◆ **EXERCISE AIM**
For each line below with the word "blob", write out a copy.

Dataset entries
= = =

PR #1022, opened 2020-04-07
Drop userId &&

Half-Shot:


Half-Shot:
Not sure why I made this a PR -_-. Dozy.

Issue #671, opened 2018-08-31
We should be kicking on "Closing Link: ... (Bad user info)"


Half-Shot:
https://github.com/freenode/ircd-seven/blob/02023be9f8cdd13937814eb83ed4445b7be5081a/doc/sgml/oper-guide/commands.sgml#L388

Mikaela:
It looks like ircd-seven documentation, here is possibly cleaner highlight:

* https://github.com/freenode/ircd-seven/blob/02023be9f8cdd13937814eb83ed4445b7be5081a/doc/sgml/oper-guide/commands.sgml#L378-#L400

397-398 seems to be the main point.

```
	  The reason is never sent to users. Instead, they will be exited
with <quote>Bad user info</quote>.
```

PR #1023, opened 2020-04-08
Kick on X:line

Half-Shot:
Fixes https://github.com/matrix-org/matrix-appservice-irc/issues/671


jaller94:
This PR caused the issue https://github.com/matrix-org/matrix-appservice-irc/issues/1029 which gets fixed by the PR https://github.com/matrix-org/matrix-appservice-irc/issues/1030.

= = =

◆ **ANSWER TO THIS TASK**
https://github.com/freenode/ircd-seven/blob/02023be9f8cdd13937814eb83ed4445b7be5081a/doc/sgml/oper-guide/commands.sgml#L388
* https://github.com/freenode/ircd-seven/blob/02023be9f8cdd13937814eb83ed4445b7be5081a/doc/sgml/oper-guide/commands.sgml#L378-#L400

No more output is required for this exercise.